Energy and Resources
ConocoPhillips pays to expand refinery

ConocoPhillips is set to expand its oil refinery just outside of San Francisco, Calif. — for a price. In an agreement between the company and the state of California, the company will pay $10 million to offset greenhouse gas emissions from the refinery, as reported Sept. 12 in the San Francisco Chronicle. Though Contra Costa County had already agreed to let the refinery expansion — which would include building a hydrogen plant to process heavy crude oil more cleanly — proceed, California Attorney General Jerry Brown challenged the county’s approval, suggesting it did not take into account California’s tough (and growing tougher) air quality standards. Brown and ConocoPhillips agreed to terms in September to keep the case out of court and to let the expansion proceed.

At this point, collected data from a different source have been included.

PR #86968, opened 2024-01-08
Add class reference documentation for GDExtension & GDExtensionManager

Mickeon:
This PR fills in the class reference of **GDExtension** and **GDExtensionManager**. It also links to the existing tutorials.

I don't know what else to say.

More feedback and useful insight is necessary from actual GDExtension developers. A few of these descriptions are unfortunately still barren.

### DIFF
--- a/doc/classes/GDExtension.xml
+++ b/doc/classes/GDExtension.xml
@@ -1,31 +1,42 @@
 <?xml version="1.0" encoding="UTF-8" ?>
 <class name="GDExtension" inherits="Resource" xmlns:xsi="http://www.w3.org/2001/XMLSchema-instance" xsi:noNamespaceSchemaLocation="../class.xsd">
 	<brief_description>
+		A native library for GDExtension.
 	</brief_description>
 	<description>
+		The [GDExtension] resource type represents a [url=https://en.wikipedia.org/wiki/Shared_library]shared library[/url] which can expand the functionality of the engine. The [GDExtensionManager] singleton is responsible for loading, reloading, and unloading [GDExtension] resources.
+		[b]Note:[/b] GDExtension itself is not a scripting language and has no relation to [GDScript] resources.
 	</description>
 	<tutorials>
+		<link title="GDExtension overview">$DOCS_URL/tutorials/scripting/gdextension/what_is_gdextension.html</link>
+		<link title="GDExtension example in C++">$DOCS_URL/tutorials/scripting/gdextension/gdextension_cpp_example.html</link>
 	</tutorials>
 	<methods>
 		<method name="close_library">
 			<return type="void" />
 			<description>
+				Closes the current library.
+				[b]Note:[/b] You normally should not call this method directly. This is handled automatically by [method GDExtensionManager.unload_extension].
 			</description>
 		</method>
 		<method name="get_minimum_library_initialization_level" qualifiers="const">
 			<return type="int" enum="GDExtension.InitializationLevel" />
 			<description>
+				Returns the lowest level required for this extension to be properly initialized (see the [enum InitializationLevel] enum).
 			</description>
 		</method>
 		<method name="initialize_library">
 			<return type="void" />
 			<param index="0" name="level" type="int" enum="GDExtension.InitializationLevel" />
 			<description>
+				Initializes the library bound to this GDextension at the given initialization [param level].
+				[b]Note:[/b] You normally should not call this method directly. This is handled automatically by [method GDExtensionManager.load_extension].
 			</description>
 		</method>
 		<method name="is_library_open" qualifiers="const">
 			<return type="bool" />
 			<description>
+				Returns [code]true[/code] if this extension's library has been opened.
 			</description>
 		</method>
 		<method name="open_library">
@@ -33,17 +44,23 @@
 			<param index="0" name="path" type="String" />
 			<param index="1" name="entry_symbol" type="String" />
 			<description>
+				Opens the library at the specified [param path].
+				[b]Note:[/b] You normally should not call this method directly. This is handled automatically by [method GDExtensionManager.load_extension].
 			</description>
 		</method>
 	</methods>
 	<constants>
 		<constant name="INITIALIZATION_LEVEL_CORE" value="0" enum="InitializationLevel">
+			The library is initialized at the same time as the core features of the engine.
 		</constant>
 		<constant name="INITIALIZATION_LEVEL_SERVERS" value="1" enum="InitializationLevel">
+			The library is initialized at the same time as the engine's servers (such as [RenderingServer] or [PhysicsServer3D]).
 		</constant>
 		<constant name="INITIALIZATION_LEVEL_SCENE" value="2" enum="InitializationLevel">
+			The library is initialized at the same time as the engine's scene-related classes.
 		</constant>
 		<constant name="INITIALIZATION_LEVEL_EDITOR" value="3" enum="InitializationLevel">
+			The library is initialized at the same time as the engine's editor classes. Only happens when loading the GDExtension in the editor.
 		</constant>
 	</constants>
 </class>
--- a/doc/classes/GDExtensionManager.xml
+++ b/doc/classes/GDExtensionManager.xml
@@ -1,65 +1,82 @@
 <?xml version="1.0" encoding="UTF-8" ?>
 <class name="GDExtensionManager" inherits="Object" xmlns:xsi="http://www.w3.org/2001/XMLSchema-instance" xsi:noNamespaceSchemaLocation="../class.xsd">
 	<brief_description>
+		Provides access to GDExtension functionality.
 	</brief_description>
 	<description>
+		The GDExtensionManager loads, initializes, and keeps track of all available [GDExtension] libraries in the project.
+		[b]Note:[/b] Do not worry about GDExtension unless you know what you are doing.
 	</description>
 	<tutorials>
+		<link title="GDExtension overview">$DOCS_URL/tutorials/scripting/gdextension/what_is_gdextension.html</link>
+		<link title="GDExtension example in C++">$DOCS_URL/tutorials/scripting/gdextension/gdextension_cpp_example.html</link>
 	</tutorials>
 	<methods>
 		<method name="get_extension">
 			<return type="GDExtension" />
 			<param index="0" name="path" type="String" />
 			<description>
+				Returns the [GDExtension] at the given file [param path], or [code]null[/code] if it has not been loaded or does not exist.
 			</description>
 		</method>
 		<method name="get_loaded_extensions" qualifiers="const">
 			<return type="PackedStringArray" />
 			<description>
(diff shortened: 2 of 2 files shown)


doc/classes/GDExtension.xml
```diff
@@ -1,49 +1,64 @@
 <?xml version="1.0" encoding="UTF-8" ?>
 <class name="GDExtension" inherits="Resource" xmlns:xsi="http://www.w3.org/2001/XMLSchema-instance" xsi:noNamespaceSchemaLocation="../class.xsd">
 	<brief_description>
+		A shared native library for GDExtension.
```
dsnopek, line 4: Making these brief descriptions are is so hard :-)

While this is accurate, I feel like using fewer adjectives makes this a little easier to understand, especially for less technical folks:

```suggestion
		A native library for GDExtension.
```

doc/classes/GDExtension.xml
```diff
@@ -1,49 +1,64 @@
...
 	</brief_description>
 	<description>
+		The [GDExtension] resource type represents a set of libraries written for GDExtension. These libraries expand the existing functionality of the engine. They are handled by the [GDExtensionManager] singleton.
```
dsnopek, line 7: While the `.gdextension` file will list multiple libraries, a `GDExtension` resource will only ever represent a single one. Maybe:

```suggestion
		The [GDExtension] resource type represents a libraries written for GDExtension, which can expand the functionality of the engine. The [GDExtensionManager] singleton is responsible for loading, reloading and unloading [GDExtension] resources.
```

doc/classes/GDExtension.xml
```diff
@@ -1,49 +1,64 @@
...
 		<method name="close_library">
 			<return type="void" />
 			<description>
+				Closes the current library.
 			</description>
 		</method>
 		<method name="get_minimum_library_initialization_level" qualifiers="const">
 			<return type="int" enum="GDExtension.InitializationLevel" />
 			<description>
+				Returns the lowest level required for this extension to be properly initialized. Ideally, if this value is lower than the current level, this [GDExtension] should be restarted to ensure it is properly applied.
```
dsnopek, line 25: I don't know that we need the extra detail here:

```suggestion
				Returns the lowest level required for this extension to be properly initialized.
```

doc/classes/GDExtension.xml
```diff
@@ -1,49 +1,64 @@
...
 			</description>
 		</method>
 		<method name="initialize_library">
 			<return type="void" />
 			<param index="0" name="level" type="int" enum="GDExtension.InitializationLevel" />
 			<description>
+				Initializes the library bound to this GDextension.
```
dsnopek, line 32: Maybe:

```suggestion
				Initializes this GDExtension at the given initialization level.
```

This should probably also have a note saying that developers shouldn't call this under normal circumstance, it will be handled by `GDExtensionManager`.

I'm actually not entirely sure why we've exposed this at all? It's especially weird considering we haven't exposed `deinitialize_library()`, its paired method.

doc/classes/GDExtension.xml
```diff
@@ -1,49 +1,64 @@
...
 	</description>
 	<tutorials>
+		<link title="GDExtension overview">$DOCS_URL/tutorials/scripting/gdextension/what_is_gdextension.html</link>
+		<link title="GDExtension example in C++">$DOCS_URL/tutorials/scripting/gdextension/gdextension_cpp_example.html</link>
 	</tutorials>
 	<methods>
 		<method name="close_library">
 			<return type="void" />
 			<description>
+				Closes the current library.
```
dsnopek, line 19: This should probably have a note saying that developers shouldn't call this under normal circumstances, and instead use `GDExtensionManager.unload_extension()`.

doc/classes/GDExtension.xml
```diff
@@ -1,49 +1,64 @@
...
 	</methods>
 	<constants>
 		<constant name="INITIALIZATION_LEVEL_CORE" value="0" enum="InitializationLevel">
+			The library is initialized at the same time as core features of the engine.
 		</constant>
 		<constant name="INITIALIZATION_LEVEL_SERVERS" value="1" enum="InitializationLevel">
+			The library is initialized at the same time as the engine's servers (such as [RenderingServer] or [PhysicsServer3D]).
 		</constant>
 		<constant name="INITIALIZATION_LEVEL_SCENE" value="2" enum="InitializationLevel">
+			The library is initialized after the currently open scenes are loaded, if they exists.
```
dsnopek, line 58: This isn't accurate. Maybe:

```suggestion
			The library is initialized at the same time as the engine's scene-related classes.
```

doc/classes/GDExtension.xml
```diff
@@ -1,49 +1,64 @@
...
 		</constant>
 		<constant name="INITIALIZATION_LEVEL_EDITOR" value="3" enum="InitializationLevel">
+			The library is initialized after the editor has fully finished loading. Only available in the editor.
```
dsnopek, line 61: Also not accurate, maybe:

```suggestion
			The library is initialized at the same time as the engine's editor classes. Only happens when loading the GDExtension in the editor.
```

doc/classes/GDExtensionManager.xml
```diff
@@ -1,65 +1,82 @@
...
 			<param index="0" name="path" type="String" />
 			<description>
+				Returns [code]true[/code] if the extension at the given file [param path] has already been loaded successfully. See also [method get_loaded_extensions].
 			</description>
 		</method>
 		<method name="load_extension">
 			<return type="int" enum="GDExtensionManager.LoadStatus" />
 			<param index="0" name="path" type="String" />
 			<description>
+				Loads an extension by absolute file path. The [param path] needs to point to a valid [GDExtension]. Return [constant LOAD_STATUS_OK] if successful.
```
dsnopek, line 39:
```suggestion
				Loads an extension by absolute file path. The [param path] needs to point to a valid [GDExtension]. Returns [constant LOAD_STATUS_OK] if successful.
```

dsnopek (commented):
Thanks for being the first person brave enough to attempt to document these classes :-)

doc/classes/GDExtension.xml
Mickeon: Unfortunately, the extra detail may need to be mentioned somehow, since the user can use this method combined with the others about library initialization are exposed.

doc/classes/GDExtension.xml
Mickeon: > I'm actually not entirely sure why we've exposed this at all? It's especially weird considering we haven't exposed `deinitialize_library()`, its paired method.

It may be worth discussing this with the rest of the GDExtension team. There have been times before where Reduz & Co. accidentally exposed methods to the documentation & scripting (hence the name of the PR).
After a lot of time has passed, only then you can tell there's a flaw in the API when struggling to write documentation for these.

Mickeon:
Addressed all of the above feedback and suggestions. Thank you very much for the insight

doc/classes/GDExtension.xml
```diff
@@ -1,49 +1,68 @@
 <?xml version="1.0" encoding="UTF-8" ?>
 <class name="GDExtension" inherits="Resource" xmlns:xsi="http://www.w3.org/2001/XMLSchema-instance" xsi:noNamespaceSchemaLocation="../class.xsd">
 	<brief_description>
+		A native library for GDExtension.
 	</brief_description>
 	<description>
+		The [GDExtension] resource type represents a set of libraries written for GDExtension. These libraries expand the existing functionality of the engine. They are handled by the [GDExtensionManager] singleton.
```
AThousandShips, line 7:
```suggestion
```
Accidentally left the original text in

doc/classes/GDExtensionManager.xml
```diff
@@ -1,65 +1,82 @@
 <?xml version="1.0" encoding="UTF-8" ?>
 <class name="GDExtensionManager" inherits="Object" xmlns:xsi="http://www.w3.org/2001/XMLSchema-instance" xsi:noNamespaceSchemaLocation="../class.xsd">
 	<brief_description>
+		Provides access to GDExtension functionality.
 	</brief_description>
 	<description>
+		The GDExtensionManager loads, initializes and keeps track of all available [GDExtension] libraries in the project.
```
AThousandShips, line 7:
```suggestion
		The GDExtensionManager loads, initializes, and keeps track of all available [GDExtension] libraries in the project.
```

doc/classes/GDExtension.xml
```diff
@@ -1,49 +1,68 @@
...
+		The [GDExtension] resource type represents a [url=https://en.wikipedia.org/wiki/Shared_library]shared library[/url] written for GDExtension, which can expand the functionality of the engine. The [GDExtensionManager] singleton is responsible for loading, reloading and unloading [GDExtension] resources.
```
AThousandShips, line 8:
```suggestion
		The [GDExtension] resource type represents a [url=https://en.wikipedia.org/wiki/Shared_library]shared library[/url] written for GDExtension, which can expand the functionality of the engine. The [GDExtensionManager] singleton is responsible for loading, reloading, and unloading [GDExtension] resources.
```

AThousandShips (approved):
Looks good otherwise

Mickeon:
Thank you, I'm very happy to have this as soon as possible.

doc/classes/GDExtension.xml
dsnopek: I've added an item to the agenda of tonight's GDExtension meeting, to discuss if this method should even be bound in the first place

dsnopek (approved):
Thanks!

While I personally think we should probably unbind `GDExtension::initialize_library()`, and hence don't need docs for it, that doesn't necessarily need to hold up this PR.

This looks great!

doc/classes/GDExtension.xml
```diff
@@ -1,49 +1,66 @@
 <?xml version="1.0" encoding="UTF-8" ?>
 <class name="GDExtension" inherits="Resource" xmlns:xsi="http://www.w3.org/2001/XMLSchema-instance" xsi:noNamespaceSchemaLocation="../class.xsd">
 	<brief_description>
+		A native library for GDExtension.
 	</brief_description>
 	<description>
+		The [GDExtension] resource type represents a [url=https://en.wikipedia.org/wiki/Shared_library]shared library[/url] written for GDExtension, which can expand the functionality of the engine. The [GDExtensionManager] singleton is responsible for loading, reloading, and unloading [GDExtension] resources.
```
paddy-exe, line 7:
```suggestion
		The [GDExtension] resource type represents a [url=https://en.wikipedia.org/wiki/Shared_library]shared library[/url] which can expand the functionality of the engine. The [GDExtensionManager] singleton is responsible for loading, reloading, and unloading [GDExtension] resources.
```

paddy-exe: I would just say a GDExtension resource expands the functionality as GDExtension is the underlying system enabling this. It is not necessarily written **for** it.

Mickeon:
Accepted the above suggestion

According to the agreement, ConocoPhillips will pay the Bay Area Air Quality Management District $7 million to fund projects to offset the plant’s expected emissions of 500,000 metric tons of carbon dioxide per year, the Chronicle reported. Additionally, $2.8 million will go to grow trees in mature forests, and $200,000 will go to restoring local wetlands.

California is currently also examining a permit request by Chevron to expand or replace one of its refineries in the state. Energy insiders wonder what the ConocoPhillips agreement might mean for the future of refineries. The last new oil refinery built in the United States was in the 1970s.